OREANDA-NEWS. Fitch Ratings has affirmed Bulgaria's Long-term foreign currency Issuer Default Rating (IDR) at 'BBB-' and its Long-term local currency IDR at 'BBB'. The Country Ceiling has been affirmed at 'BBB+' and the Short-term foreign currency IDR at 'F3'.

The issue ratings on Bulgaria's senior unsecured foreign and local currency bonds have also been affirmed at 'BBB-' and 'BBB', respectively. The Outlooks on the Long-term IDRs are Stable.

KEY RATING DRIVERS
The affirmation of Bulgaria's sovereign ratings reflects the following key factors:
- Recent developments in the banking sector highlight long-standing risks about corporate governance and related-party lending, which in turn weaken the business environment. In late June the central bank placed the fourth-largest bank, Corporate Commercial Bank (KTB) under conservatorship after a dispute among stakeholders led to a deposit outflow. Subsequently, another domestic bank, First Investment Bank, saw depositors withdraw BGN800m (EUR409m, 10% of its customer deposit base) on the back of negative rumours. Despite fairly weak corporate governance, relatively strong liquidity and capital buffers allowed them to withstand the deposit outflow.
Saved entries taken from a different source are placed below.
PR #711, opened 2017-04-03
Add new fields to ContainerMount

### LINKED ISSUE #709: Get volume names when inspecting a container
## Description

I am trying to remove all volumes used by a container, but AFAIK, that cannot be done. ContainerInfo.mount() returns a list of ContainerMount, but DockerClient.removeVolume() accepts either a volume name or a Volume object. As ContainerMount doesn't expose the name attribute and it is not a subclass of Volume, that information cannot be used to remove the volume

## How to reproduce

It is (if I'm not wrong), a defect on the API.

## What do you expect

I would like to have a way to translate from a ContainerMount to a Volume or, at least, to get the name of the mount. Ideally, I would like to be access to other mount attributes like its type.

## What happened instead

ContainerMount does not expose some attributes you can find with docker inspect, and specially the name attribute is needed to call DockerClient.removeVolume

## Software:

- `docker version`: Client: 17.03.0-ce, Server: 17.03.0-ce
- Spotify's docker-client version: 8.2.1

johnflavin:
Fixes #709

### DIFF
--- a/src/main/java/com/spotify/docker/client/messages/ContainerMount.java
+++ b/src/main/java/com/spotify/docker/client/messages/ContainerMount.java
@@ -28,10 +28,20 @@ import com.fasterxml.jackson.annotation.JsonCreator;
 import com.fasterxml.jackson.annotation.JsonProperty;
 import com.google.auto.value.AutoValue;
 
+import javax.annotation.Nullable;
+
 
 @AutoValue
 @JsonAutoDetect(fieldVisibility = ANY, getterVisibility = NONE, setterVisibility = NONE)
 public abstract class ContainerMount {
+
+  @Nullable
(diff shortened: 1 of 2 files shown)


davidxia:
Looks like real test failures?

johnflavin:
Fixed that test and rebased. Sorry that I missed that test failure; I forgot that I had this PR open.

johnflavin:
Looks like there are different test failures on the different docker versions. I'll have to go through them all and make my assertions more carefully.

johnflavin:
Tests are green, other than the usual inexplicable failures. Ready for review.

davidxia:
cc @mattnworb in case you want to take a look.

On Monday the Bulgarian National Bank (BNB, the central bank) approved a precautionary credit line for banks experiencing liquidity shortages. Fitch's base case is that these developments are not of a systemic nature (the subsidiaries of EU parent banks have not experienced withdrawals) and will thus not endanger the currency board arrangement (CBA), which is backed by a high level of international reserves. In May 2014 these were equivalent to over 1.7x narrow (M0) money supply, as defined by the BNB. The banking sector is well-capitalised, liquid and profitable in aggregate, and non-performing loans have peaked, in Fitch's view.

- Trend growth remains subdued compared with 'BBB' peers. Improved prospects for household consumption should support GDP growth of 1.6% in 2014, rising to 2.5% in 2015 on the back of stronger economic activity in the eurozone, Bulgaria's key trading partner. However, structural bottlenecks continue to prevent the stronger growth rates that would support faster convergence with western European standards of living. Moreover, the economy has been experiencing the deepest deflation in the EU bar Greece, related partly to exogenous food and energy price developments.
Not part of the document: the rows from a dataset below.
PR #712, opened 2017-04-06
Added functionality to list all existing nodes in the swarm

coenvl:
A function added to the interface, as well as the implementation in the default client, and all required messages according to the docker api.


johnflavin:
Looks good to me. Could you write a test for it in `DefaultDockerClientTest`?

coenvl:
I just pushed the tests. Nothing fancy, just to make sure all fields are serialized correctly.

- Bulgaria's gross general government debt (GGGD), at 18.9% of GDP in 2013, was the second-lowest in the EU, and less than half the 'BBB' median of 40%. Fitch's baseline scenario is that GGGD will rise modestly in the medium-term but peak at around 23% of GDP. Despite widening to 1.5% of GDP in 2013 from 0.8% in 2012 to accommodate additional social spending, the general government deficit (GGD) remains contained. Fitch expects the GGD to widen further slightly in 2014 (an election year), before edging lower towards the medium-term objective of 1%. Bulgaria maintains a substantial buffer in the form of the fiscal reserve, worth an estimated 7.5% of GDP in April 2014.
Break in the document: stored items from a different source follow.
PR #713, opened 2017-04-06
added killing containers with other signals

### LINKED ISSUE #614: Allow custom signal when "killing" container
The `POST /containers/(id or name)/kill` endpoint long supports a `signal` query parameter to control what signal is send to the container. It would be nice if that query parameter was exposed in the `DockerClient.killContainer()` API somehow.

Of particular interest/value is the ability to send SIGQUIT to the container which triggers a thread dump from Java processes.

MarcoLotz:
fixes #614
added Signal types for killing containers

### DIFF
--- a/src/main/java/com/spotify/docker/client/DefaultDockerClient.java
+++ b/src/main/java/com/spotify/docker/client/DefaultDockerClient.java
@@ -127,6 +127,7 @@ import java.net.URLEncoder;
 import java.nio.file.Files;
 import java.nio.file.Path;
 import java.nio.file.Paths;
+import java.util.AbstractMap;
 import java.util.ArrayList;
 import java.util.Collections;
 import java.util.HashMap;
@@ -659,17 +660,17 @@ public class DefaultDockerClient implements DockerClient, Closeable {
 
   private void containerAction(final String containerId, final String action)
       throws DockerException, InterruptedException {
-    containerAction(containerId, action, new QueryParameter[] {});
+    containerAction(containerId, action, new ArrayList<Map.Entry<String,String>>());
   }
 
   private void containerAction(final String containerId, final String action,
-                               final QueryParameter... queryParameters)
+                               final List<Map.Entry<String,String>> queryParameters)
           throws DockerException, InterruptedException {
     try {
       final WebTarget resource = resource()
               .path("containers").path(containerId).path(action);
-      for (QueryParameter queryParameter : queryParameters) {
-        resource.queryParam(queryParameter.getField(), queryParameter.getValue());
+      for (Map.Entry<String, String> queryParameter : queryParameters) {
+        resource.queryParam(queryParameter.getKey(), queryParameter.getValue());
       }
       request(POST, resource, resource.request());
     } catch (DockerRequestException e) {
@@ -679,35 +680,6 @@ public class DefaultDockerClient implements DockerClient, Closeable {
         default:
           throw e;
       }
-    }
-  }
-
-  /**
-   * Query parameters used for {@link containerAction}.
-   */
-  private class QueryParameter {
-    private String field;
-    private String value;
-
-    public QueryParameter(String field, String value) {
-      this.field = field;
-      this.value = value;
-    }
-
-    public void setField(String field) {
-      this.field = field;
-    }
-
-    public String getField() {
-      return field;
-    }
-
-    public void setValue(String value) {
-      this.value = value;
-    }
-
-    public String getValue() {
-      return value;
     }
   }
 
@@ -760,8 +732,12 @@ public class DefaultDockerClient implements DockerClient, Closeable {
   public void killContainer(final String containerId, final Signal signal)
       throws DockerException, InterruptedException {
     checkNotNull(containerId, "containerId");
-    QueryParameter signalParam = new QueryParameter("signal", signal.getName());
-    containerAction(containerId, "kill", signalParam);
+    Map.Entry<String, String> signalParam =
+            new AbstractMap.SimpleEntry<String, String>("signal", signal.getName());
+    List<Map.Entry<String, String>> queryParameterList = new ArrayList<>();
+    queryParameterList.add(signalParam);
+
+    containerAction(containerId, "kill", queryParameterList);
   }
 
   @Override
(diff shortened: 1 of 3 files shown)


src/main/java/com/spotify/docker/client/DockerClient.java
```diff
@@ -1003,6 +1001,39 @@ void restartContainer(String containerId, int secondsToWaitBeforeRestart)
...
+   * @throws DockerException      if a server error occurred (500)
+   * @throws InterruptedException If the thread is interrupted
+   */
+  void killContainer(final String containerId, final TerminationSignals signal)
+      throws DockerException, InterruptedException;
+
+  /**
+   * Supported parameters for {@link #killContainer(String, TerminationSignals)}).
+   */
+  enum TerminationSignals {
```
johnflavin: This should be named `TerminationSignal`, singular.

MarcoLotz:
@johnflavin changed.

src/main/java/com/spotify/docker/client/DefaultDockerClient.java
```diff
@@ -715,10 +715,31 @@ public void restartContainer(String containerId, int secondsToWaitBeforeRestart)
...
     containerAction(containerId, "kill");
   }
 
   @Override
+  public void killContainer(final String containerId, final TerminationSignal signal)
+      throws DockerException, InterruptedException {
+    checkNotNull(containerId, "containerId");
+
+    try {
+      final WebTarget resource = noTimeoutResource()
```
mattnworb: why use the `noTimeout` client here?

seems like there is also room to re-use containerAction, by refactoring it to have an overload where you can pass additional query params, to maintain the idea that most of these methods that call `POST /containers/:id/:action` flow through the same method

src/test/java/com/spotify/docker/client/DefaultDockerClientTest.java
```diff
@@ -1366,6 +1366,72 @@ public void testRestartContainer() throws Exception {
...
+    {
+      final ContainerInfo containerInfo = sut.inspectContainer(containerId);
+      assertThat(containerInfo.state().running(), equalTo(true));
+    }
+
+    sut.killContainer(containerId);
+
+    // Should not be running
+    {
+      final ContainerInfo containerInfoLatest = sut.inspectContainer(containerId);
```
mattnworb: just curious: why wrap this in a block if you use different names for the ContainerInfo instances and therefore there is no name collision?

src/main/java/com/spotify/docker/client/DockerClient.java
```diff
@@ -990,9 +990,7 @@ void restartContainer(String containerId, int secondsToWaitBeforeRestart)
 
   /**
    * Kill a docker container.
-   * Note: This implementation deviates from the Docker Remote API. The
-   * latter accepts the kill signal as an argument. This implementation does
-   * not accept the signal argument; instead, the default SIGKILL is sent.
```
mattnworb: good improvement here, thanks

src/main/java/com/spotify/docker/client/DockerClient.java
```diff
@@ -1003,6 +1001,39 @@ void restartContainer(String containerId, int secondsToWaitBeforeRestart)
...
+  /**
+   * Supported parameters for {@link #killContainer(String, TerminationSignal)}).
+   */
+  enum TerminationSignal {
+    SIGINT("SIGINT"),
+    SIGQUIT("SIGQUIT"),
+    SIGTERM("SIGTERM"),
+    SIGKILL("SIGKILL"),
+    SIGSTOP("SIGSTOP");
+
```
MarcoLotz: Well spotted. Totally agree with you. Any other signal? I can add all (http://www.comptechdoc.org/os/linux/programming/linux_pgsignals.html) just to be future friendly.

src/main/java/com/spotify/docker/client/DefaultDockerClient.java
MarcoLotz: Good point. Will take a look into it.

src/main/java/com/spotify/docker/client/DockerClient.java
albers: Here's what Dockers bash completion uses:
```bash
        local signals=(
                SIGCONT
                SIGHUP
                SIGINT
                SIGKILL
                SIGQUIT
                SIGSTOP
                SIGTERM
                SIGUSR1
                SIGUSR2
        )
```
This is quite an arbitrary subset of the available signals, but nobody ever complained so far.

albers: I think it's best to add all signals because else there would be no way to specify a value missing in the enum. (for bash completion, it's different because the user can enter any value.)

If the enum offeres a subset of the available signals, there should be an overloaded `String` variant that allows passing the missing signals. I prefer the first solution.

MarcoLotz:
@albers: added all the signals and changed naming.

@mattnworb:
i) added overloaded definition to containerAction. Originally I had defined a nested class for the query parameters and used varargs in the containerAction signature. I've changed to Map.Entry to avoid private nested classes. Changed from varargs of Map.Entry<String, String> to a List of Map.Entry<String,String> because was getting many warnings on type inference. The only solution would have been to add a SuppressWarnings on it. Should you decide that going for the nested Query Parameters class and vargs is a better solution (or anything like it) let me know and I will update it.

ii) Updated the restartContainer method to use the new containerAction. Should any further refactoring be required in order to use the new containerAction method, probably would be better to do in another pull request

johnflavin:
Instead of a `List<Map.Entry<String, String>>`, couldn't you accomplish the same thing by just having the method take a `Map<String, String>`?

MarcoLotz:
Well noted. To use a map, we would have to assume that each query parameter field is unique. It may be valid now for docker API, but there's no spec forcing query parameters fields to be unique (http://stackoverflow.com/questions/1746507/authoritative-position-of-duplicate-http-get-query-keys). That's why I used a List instead. I totally agree that Map would be a lot cleaner.

johnflavin:
You’re correct that for general HTTP APIs, query params aren't guaranteed to have unique keys. But they are unique in docker's API (at least as it exists so far). When docker's API needs to allow multiple values for one parameter, as can be the case with `filter` params, they want the params in the form `name=[val1, val2,...]` rather than `name=val1&name=val2&...`.

mattnworb:
other places in the docker-client codebase use Jersey's `MultivaluedMap` for just this purpose

MarcoLotz:
@johnflavin @mattnworb awesome! This makes things a lot cleaner and simpler. Will do the changes.

davidxia:
@mattnworb Is this good to go? Do we want `Signal` to be an inner enum or in a separate file?

mattnworb:
@davidxia doesn't make much difference to me.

- Bulgaria ran a current-account surplus (CAS) equivalent to 1.8% of GDP in 2013, the largest since the late 1990s. This compares with a 'BBB' median deficit of 1.4%. Fitch expects the CAS to narrow in 2014-15, as improving domestic demand boosts imports. Alongside continued foreign parent bank deleveraging and accumulation of foreign assets by domestic banks, the trend in the current account is supportive of a further reduction in net external debt (NXD) to a forecast 9.4% of GDP in 2015, which would be in line with the 'BBB' median.

- EU membership underpins Bulgaria's political and institutional framework. However, the European Commission's latest report under the Co-operation and Verification Mechanism (CVM), dated January 2014, highlights several institutional areas where progress has been insufficient to date, for instance independence and efficiency of the judiciary, and countering corruption.

RATING SENSITIVITIES
The Stable Outlook reflects Fitch's assessment that upside and downside risks to the rating are currently balanced. The main risk factors that, individually or collectively, could trigger a positive rating action are:
- Implementation of key structural reforms to the business environment, including infrastructure, education and health, leading in turn to stronger trend GDP growth and progressive convergence towards average EU income levels
- A further, substantial reduction in external indebtedness
The main risk factors that, individually or collectively, could trigger a negative rating action are:
- A macroeconomic or geopolitical shock that damages the small and open Bulgarian economy
- Significant slippage relative to official fiscal targets, or the emergence of instability in the banking sector, eroding Bulgaria's key rating strengths


KEY ASSUMPTIONS
Fitch assumes that Bulgaria's CBA will remain in place and that governments will continue to pursue prudent fiscal, monetary and financial supervision policies consistent with it.

Fitch assumes the gradual progress in deepening fiscal and financial integration at the eurozone level will continue; key economic imbalances within the currency union will be slowly unwound; and eurozone governments will tighten fiscal policy over the medium term.